Several times I earnestly sought repentance, but one
thing always held me back. That was the
theft from the cash register so many years ago.
Finally on an Easter Saturday I read a chapter in a book that bore the
heading, "Repentance and Restitution." The Holy Spirit confronted me with the fact
that God, in my case, made a very clear connection between confession and going
to talk to the shop-keeper from whom we stole the money. I got down on my knees in my bedroom and
began to pray. "Father, I can't
confess this to you, because If I do, then I will be arrested and then what
good will I be to you?" It was at
this point that I heard the voice of God.

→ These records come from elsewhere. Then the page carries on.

Issue #234, opened 2026-07-10
Dead graph links remain


feld:
#206 has been merged and #44 (was draft) is now closed, but the dead graph link problem remains:

<img width="996" height="455" alt="Image" src="https://github.com/user-attachments/assets/80754bf6-6770-48f7-9625-690d287c05f9" />

My original method in #44 included RRD counting by trying to match filenames via FNPATTERN / EXFNPATTERN instead of guessing by counting lines from the status. It worked, but it might not be ideal.

bonomani:
Trying to pin down which divergence your page actually hits before picking the fix. From the screenshot the paging emitted 4 image slots but only 5 RRD files had data behind them - there are a few different ways to get there, and they need different fixes. Three quick facts about skeletor would settle it:

1. How many lines does the disk status show (the raw df section on the status page)?
2. `ls -l ~xymon/data/rrd/<hostname>/disk*` - how many files, and are their mtimes current?
3. Are `RRDDISKS` or `NORRDDISKS` set in your xymonserver.cfg?

Separately: #175 ports the df/inode filesystem-type filter (`XYMONCLIENT_FS_INCLUDE_TYPES` / `_EXCLUDE_TYPES` / `_DF_LOCAL_ONLY`) to the FreeBSD client, and its one open item is verification against real FreeBSD df output. If you could run that branch on skeletor it would both validate it on-platform and show how much of your df noise a type-level filter removes in practice - filtered types never reach the status at all, so lines and RRD files stay in sync for whatever passes.

Depending on your answers to 1-3, the remainder (if any) is what a server-side paging fix has to cover.

feld:
Remember, these are filesystems not physical disks. With ZFS I create and destroy them regularly. The path with the most churn is excluded

1. 111 lines including the df header
2. 160 rrd files, 99 current mtime
3. yes, `NORRDDISKS="^(.*poudriere.*)"` to filter out temporary filesystems that get created and destroyed regularly

feld:
I've tested #175 and it made no difference here. I suspect because I'd already filtered out all the filesystems that shouldn't get graphed. I did leave a note about two additional types that need to be excluded from inodes

PR #241, opened 2026-07-11
client: XYMONCLIENT_FS_EXCLUDE_MOUNTS drops mounts by glob (#170)

bonomani:
## What

A new client-side filter in the #170 family: `XYMONCLIENT_FS_EXCLUDE_MOUNTS` takes whitespace-separated shell glob patterns matched against the **mount point**; matching filesystems are dropped from the disk and inode reports entirely - no status line, no trending, no alerts. Default empty: output is byte-identical unless set.

```sh
XYMONCLIENT_FS_EXCLUDE_MOUNTS="/poudriere/* /var/lib/docker/*"
```

## Why

The existing type filters cannot express "exclude these ZFS datasets, keep those" - on a ZFS host every mount shares one type, so high-churn build mounts (poudriere, docker) cannot be filtered by type at all (surfaced while diagnosing #234). The server-side `NORRDDISKS` covers the *other* semantic - visible on the status page but untrended - and is documented as the contrast in every doc this PR touches.

## Implementation

- Linux and FreeBSD clients (the two with the fs-filter base on main); NetBSD/OpenBSD/Darwin adopt the variable when their #170 type-filter PRs land.
- Final stage of each report, after the split-line join (and the inode reformat on FreeBSD), so the mount point is always the last field; the header row is unconditionally kept.
- `case` glob matching under noglob (a `*` pattern never expands against the working directory), shell builtins only - the restricted-PATH regression scenario fails on any new external command, and did exactly that to an early `cat`-based draft.
- Documented in `xymonclient.cfg.DIST` and `xymonclient.cfg.5`.

## Testing

Per-OS regression cases in `fs-filter-linux.sh` / `fs-filter-freebsd.sh`: default-off, single and multiple patterns, both reports, non-matching rows kept, header survival (including under a bare `*`), noglob behavior. Full suite: 17 passed, 0 failed.

### DIFF
--- a/client/xymonclient-freebsd.sh
+++ b/client/xymonclient-freebsd.sh
@@ -57,6 +57,38 @@ case "$DFLOCALONLY" in
 	*) echo "xymonclient-freebsd: invalid XYMONCLIENT_FS_DF_LOCAL_ONLY '$DFLOCALONLY', using yes" >&2; DFLOCALONLY=yes ;;
 esac
 DFLOCAL=""; [ "$DFLOCALONLY" = yes ] && DFLOCAL="-l"
+# XYMONCLIENT_FS_EXCLUDE_MOUNTS: shell globs matched against the mount point
+# (last df column); matching filesystems are dropped from the disk and inode
+# reports entirely. Default: empty. (NORRDDISKS on the server keeps them
+# visible and only skips trending.)
+: "${XYMONCLIENT_FS_EXCLUDE_MOUNTS=}"
+# Header row always kept; shell builtins only; noglob as in fs_excl_opt.
+fs_filter_mounts() {
+	if [ -z "$XYMONCLIENT_FS_EXCLUDE_MOUNTS" ]; then
+		while IFS= read -r _fmline; do
+			printf '%s\n' "$_fmline"
+		done
+		return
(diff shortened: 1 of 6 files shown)


bonomani:
Closing: this duplicates a long-standing server-side feature. `DISK filesystem IGNORE` / `INODE filesystem IGNORE` in analysis.cfg (PCRE patterns supported, e.g. `DISK %^/poudriere/ IGNORE`) already provide the exact semantic this PR adds: the ignored filesystem is dropped from the disk status column entirely (xymond_client.c builds the status from the filtered df text), and since xymond_rrd's disk handler runs on the status channel, no RRD is ever created either - no status line, no trending, no alerts. That also covers the #234 churn motivation.

Local-mode clients are covered too: xymonclient.sh --local pipes the report through `xymond_client --local --config=localclient.cfg` on the client, same code path, same IGNORE support.

What remains unique here is only the reduction of raw [df] bytes in the client message - not worth new config surface. The one salvageable piece is documentation: the NORRDDISKS (visible, untrended) vs DISK IGNORE (excluded entirely) contrast is under-documented, which is why this PR exists at all. I'll do that as a separate doc patch.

Not inwardly, but outwardly with an audible voice! He said, "Go ahead, son." I said, "But I can't, because my friend
will become involved, and I don't have the right to do that." He said, "Go ahead, son." I came up with four or five more reasons, but
each time He patiently answered, "Go ahead, son." I got up off my knees and walked to the
corner store and took the owner aside and told him my part in the affair
without identifying the other person or giving the date when it happened. The owner merely asked, "Is it all right
in your heart now?" He gave his
forgiveness without lecturing or preaching and in so doing gave me a most
precious gift. I went down the street
after our meeting with a tremendous feeling of my burdens being rolled
away. For the first time I felt an
immediate sense of the presence of the Father and of Jesus without an
accompanying sense of guilt. But the
miracle was not over yet.
A few weeks later I knelt in a
humble living room with a small group of people praying. It was my first experience of an actual
prayer meeting. The meeting was so dull
that the person kneeling beside me kept turning the pages of Life
magazine. Every time he turned a page he
would say, "Amen," or "Hallelujah!" I took a look at that strange performance and
turned to God and asked Him, "What am I doing here?" With that He poured out his Holy Spirit on me
with the waves and billows of his love.
I lost all awareness of my surroundings and became only aware of
Him. I stayed under an intense anointing
for what seemed like hours. During all
of that experience He was making me anew.
How precious those moments were when He let me know that there was a
Power greater than myself and that He Himself loved me.